Ho la sensazione che non abbia ragione, perché quando provo che in python ho una profondità ricorsiva superiore. Così torno allo pseudo-codice, e c'è un Vk[s] e Vk-1[s'] , che avevo pensato significasse valore di stato, e valore di newState , ma mi manca qualcosa.

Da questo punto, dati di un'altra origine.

PR #4505, opened 2022-04-27
chore: cancel all in-flight queries when switching versions

subirjolly:
Cancel all in-flight queries when switching notebooks versions

**My Query Time**
Query

**Working Query Cancellation**
AFTER

### DIFF
--- a/src/flows/components/VersionSidebar.tsx
+++ b/src/flows/components/VersionSidebar.tsx
@@ -53,6 +53,8 @@ const VersionSidebarListItem: FC<Props> = ({version}) => {
 
   const handleClick = () => {
     cancel()
+
+    event('click version history')
     history.push(
       `/orgs/${orgID}/${PROJECT_NAME_PLURAL.toLowerCase()}/${
         flow.id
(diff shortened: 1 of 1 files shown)


asalem1:
Is there a clip that we can verify this works or not?

subirjolly:
> Is there a clip that we can verify this works or not?

Added the gifs

subirjolly:
> > Is there a clip that we can verify this works or not?
> 
> Added the gifs

More Examples with Network Console Tab
**Example 1**
example1

**Example 2**
example2

asalem1:
It should emit a cancellation error when the query has been cancelled

subirjolly:
> It should emit a cancellation error when the query has been cancelled

if i remember correctly, we catch the cancellation error and chew it. let me confirm it.

asalem1:
> > It should emit a cancellation error when the query has been cancelled
> 
> if i remember correctly, we catch the cancellation error and chew it. let me confirm it.

It'll look red and say it was aborted. Here's how it looks:

cancel-queries

subirjolly:
> > > It should emit a cancellation error when the query has been cancelled
> > 
> > 
> > if i remember correctly, we catch the cancellation error and chew it. let me confirm it.
> 
> It'll look red and say it was aborted. Here's how it looks:
> 
> cancel-queries

**Query Aborted**
abortgif

subirjolly:
**Multiple Cancellations**
multiplecancellations

asalem1 (approved):
This is a great step in helping users access their version history in a smoother fashion. We should iterate on this to see if there are any other performance boosts we can get out of this to make the querying experience a lot smoother

PR #4507, opened 2022-04-27
feat(notebook/view): add post query statistics to tables

### LINKED ISSUE #4169: Post Query Statistics in Notebooks
## User Story

<p></p>

As a user, I would like to see some information about the query I just ran:

<p></p>

- How many tables were returned

- How may rows were returned

- How long the query took

<p></p>

So that I can better understand what happened during the query and the query results.

<p></p>

## Acceptance Criteria

<p></p>

- An additional row will be shown at the top of the validate data window within Notebooks

- The row will contain a small-font (right justified?)line  that will state, "X tables, and X  number of rows Returned, Query Time:  x ms".   **review with Julia**

- When a query is re-run, the text will go away until the re-run completes

- When a query is re-run and it completes, the information will update to reflect the latest query info

- Since we default to "last 100", the line will state "X tables, last 100 rows Returned, Query Time:  x ms" if there are 100 rows.  When less than 100, it will show the actual number as indicated previously

appletreeisyellow:
Closes #4169

This PR adds a line of post query statistics for Notebook tables.

## After

Post Query Statistics 1

https://user-images.githubusercontent.com/14298407/165555575-fabb99d9-0029-427d-a390-36e07fc58e13.mov

### DIFF
--- a/src/flows/pipes/Table/view.tsx
+++ b/src/flows/pipes/Table/view.tsx
@@ -20,7 +20,6 @@ import {View} from 'src/visualization'
 // Types
 import {RemoteDataState, SimpleTableViewProperties} from 'src/types'
 import {PipeProp} from 'src/types/flows'
-import {FromFluxResult} from '@influxdata/giraffe'
 
 import {PipeContext} from 'src/flows/context/pipe'
 import {FlowQueryContext} from 'src/flows/context/flow.query'
@@ -32,17 +31,13 @@ import {downloadTextFile} from 'src/shared/utils/download'
 // Constants
 import {UNPROCESSED_PANEL_TEXT} from 'src/flows'
 
-interface QueryStatProp {
-  result?: FromFluxResult
-  loading?: RemoteDataState
-}
-
-const QueryStat: FC<QueryStatProp> = ({result, loading}) => {
+const QueryStat: FC = () => {
+  const {loading, results} = useContext(PipeContext)
   const queryStart = useRef(0)
   const [processTime, setProcessTime] = useState(0)
   let tableNum = 0
 
-  const tableColumn = result?.table?.getColumn('table') || []
+  const tableColumn = results.parsed.table?.getColumn('table') || []
   const lastTableValue = tableColumn[tableColumn.length - 1]
 
   if (typeof lastTableValue === 'string') {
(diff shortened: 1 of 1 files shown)


asalem1:
Are the number of rows tied to the number of rows displayed or the total number of rows from the data that's returned? Also, did we want this design to apply to the simple table that's displayed for the dataa explorer?

src/visualization/components/View.tsx
```diff
@@ -26,6 +28,68 @@ interface Props {
...
+    }
+
+    if (loading === RemoteDataState.Done && queryStart !== 0) {
+      const timePassed = Date.now() - queryStart // ms
+      setQueryStart(0)
+      setProcessTime(timePassed)
+      return
+    }
+
+    setQueryStart(0)
```
drdelambre, line 70: might wanna use a `useRef` for `queryStart` as you're not expecting it to update the render cycle

appletreeisyellow:
> Are the number of rows tied to the number of rows displayed or the total number of rows from the data that's returned? Also, did we want this design to apply to the simple table that's displayed for the data explorer?

@asalem1 
- The number of rows are ties to the total number of rows from the data that's returned. 
- From what Boatie said above, seems like we want to only show the statistics in Notebook. I'm still checking with Gary.

appletreeisyellow:
@asalem1 FYI

Gary would like to have the statistics in Notebooks first. If we get positive feedback, then add it to data explorer. I think in this PR, we just want to show the query statistics in Notebook. 

Here is his original answer https://github.com/influxdata/ui/issues/4169#issuecomment-1111575195

src/flows/pipes/Table/view.tsx
```diff
@@ -21,6 +32,68 @@ import {downloadTextFile} from 'src/shared/utils/download'
 // Constants
 import {UNPROCESSED_PANEL_TEXT} from 'src/flows'
 
+interface QueryStatProp {
+  result?: FromFluxResult
+  loading?: RemoteDataState
+}
+
+const QueryStat: FC<QueryStatProp> = ({result, loading}) => {
```
asalem1, line 40: nit: can we remove the prop drilling in favor of getting the data via context?

asalem1 (approved):
Looks good to me. Minor preference for avoiding prop drilling since it becomes harder to keep track of what’s used where as components drift apart

PR #4523, opened 2022-04-29
feat: force measurement selection for data explorer

### LINKED ISSUE #4288: Data Explorer - Force Measurement Selection

<p></p>

The current Data Explorer interface allows for users (after selecting a bucket) to select a  _measurement or a _field.   This then allows them to choose a field without also requiring them to choose a measurement which causes the metadata lookup to need to grab metadata from all measurements.  This has been reported to cause performance issues with large datasets.

<p></p>

But as a SaaS service provider, I want to force my users to choose a measurement so that I can narrow that metadata and give the user a better user experience.

<p></p>

## Suggested Implementation

<p></p>

- Remove the group/filter option from the first panel the user sees after selecting a bucket.

- Give that panel a title of "Measurement"

- Show the user only a list of measurements to choose from within that panel

- The list of measurements is the complete list for that bucket, not filtered by time range

- Still allow the user to search for a measurement, but don't include fields or tags (only measurements)

- Subsequent panels work as they do today, except there is no longer a _measurement option in them

<p></p>

Design from design team:

## Acceptance Criteria

<p></p>

- User will see a measurement selection panel after selecting a bucket

- User will see a list of measurements in that panel

- User will be able to search through the list of measurements in that panel, or scroll through them

- All measurements will be shown (not just the measurements in the current time range (a change of current behavior)

- User will be able to select a measurement

- Field Selection won't be available until after a measurement has been selected

- User won't be able to add more panels until after they have made a measurement selection

- Measurement panel won't be available until after bucket selection; it could be done like we currently do with bucket selection:  

(but in this case, it would say to select a measurement first)

- User will NOT be able to select more than one measurement

- Once a measurement is selected the next panel will not give an option for _measurement

- When building the flux query, the query will have only one measurement in the script

- When converting to flux the user will only have one measurement selected (if they have selected one)

- User doesn't see a filter dropdown in the measure selection panel

<p></p>

## Design Notes

<p></p>

- The current design has a number showing the number of measurements selected; this needs final determination as some feel that more than 1 measurement should never be allowed. **UPDATE:  No display of # of measurements need to be shown as only 1 should be allowed.**

<p></p>

<p></p>

<p></p>

<p></p>

asalem1:
Closes #4288 

### Background

As we iterate on the query building experience, we want to narrow the scope of user queries by enforcing a measurement selection prior to issuing and iterating on a query within the context of the query builder. This PR translates the work that's already been done in notebooks and transfers that same logic to the data explorer.


src/timeMachine/actions/queryBuilderThunks.ts
```diff
@@ -321,10 +322,15 @@ export const selectTagValue = (index: number, value: string) => (
...
     newValues = [value]
+  } else if (isFlagEnabled('newQueryBuilder') && index === 0) {
+    newValues = [value]
   } else {
     newValues = [...values, value]
   }
 
+  if (newValues.length === 0 && index === 0) {
+    dispatch(removeTagSelector(index + 1))
+  }
```
asalem1, line 333: this condition removes the following column if the measurement has been selected and deselected. I wasn't sure if we should just reset the entire selection list, but settled on this since it emptying the list might lead to valid queries being invalidated, and this just cleans up a potentially empty query

src/timeMachine/components/SelectorList.tsx
```diff
@@ -14,7 +14,7 @@ interface Props {
   wrapText?: boolean
 }
 
-const SelectorList: SFC<Props> = props => {
+const SelectorList: FC<Props> = props => {
```
asalem1, line 17: Stateless Functional Components are deprecated. Replaced for a Functional component

src/timeMachine/components/SubmitQueryButton.tsx
```diff
@@ -150,7 +150,11 @@ const mstp = (state: AppState) => {
   const queryStatus = getActiveTimeMachine(state).queryResults.status
 
   const activeQueryText = getActiveQuery(state).text
-  const submitButtonDisabled = activeQueryText === ''
+  const tags = getActiveQuery(state).builderConfig.tags
+  const measurementTag = tags?.[0]
+  const submitButtonDisabled =
+    activeQueryText === '' ||
+    (measurementTag && measurementTag.values.length === 0)
```
asalem1, line 157: This adds a condition so that the first tag has to have a selected value in order to be a valid runnable query

drdelambre (approved):
code seems ok? gonna have to click on it to verify the product logic, but that can be done in production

Quindi qual è il significato di k e k-1 ?

Il mio codice:

 def val(i, state):
        if mdp.isTerminal(state) or i == 0:
            return 0.0
        actionCost = {}
        for action in mdp.getPossibleActions(state):
            actionCost[action] = 0
            for (nextState, probability) in mdp.getTransitionStatesAndProbs(state, action):
                reward = mdp.getReward(state, action, nextState)
                actionCost[action] += probability * reward + discount * val(i - 1, nextState)        
        return actionCost[max(actionCost, key=actionCost.get)]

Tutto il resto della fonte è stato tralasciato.